■ **DATA IN THIS EXERCISE**
^^^^^^^^

PR #4015, opened 2026-07-15
[CI] Stabilize PR benchmark confirmations

vmoens:
## Summary

- compare benchmark median duration instead of mean-based throughput
- confirm significant improvements as well as regressions and near-threshold changes
- repeat selected baseline and PR benchmarks in balanced baseline/PR/PR/baseline order
- aggregate repetitions with equal weight and retain the per-run JSON measurements
- require at least 10 rounds for non-pedantic confirmation benchmarks

## Root cause

Follow-up analysis of #4010 showed three sources of false signal:

1. The confirmation planner selected significant regressions and changes near 5%, but omitted improvements above the threshold window. In the completed run, 9 CPU and 16 GPU large improvements therefore remained comparisons between different runners.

^^^^^^^^

■ **PROBLEM STATEMENT**
Output, and output only, the lines from the one containing "- repeat selected" through the last line of the data above.

■ **EXERCISE RESPONSE**
- repeat selected baseline and PR benchmarks in balanced baseline/PR/PR/baseline order
- aggregate repetitions with equal weight and retain the per-run JSON measurements
- require at least 10 rounds for non-pedantic confirmation benchmarks

## Root cause

Follow-up analysis of #4010 showed three sources of false signal:

1. The confirmation planner selected significant regressions and changes near 5%, but omitted improvements above the threshold window. In the completed run, 9 CPU and 16 GPU large improvements therefore remained comparisons between different runners.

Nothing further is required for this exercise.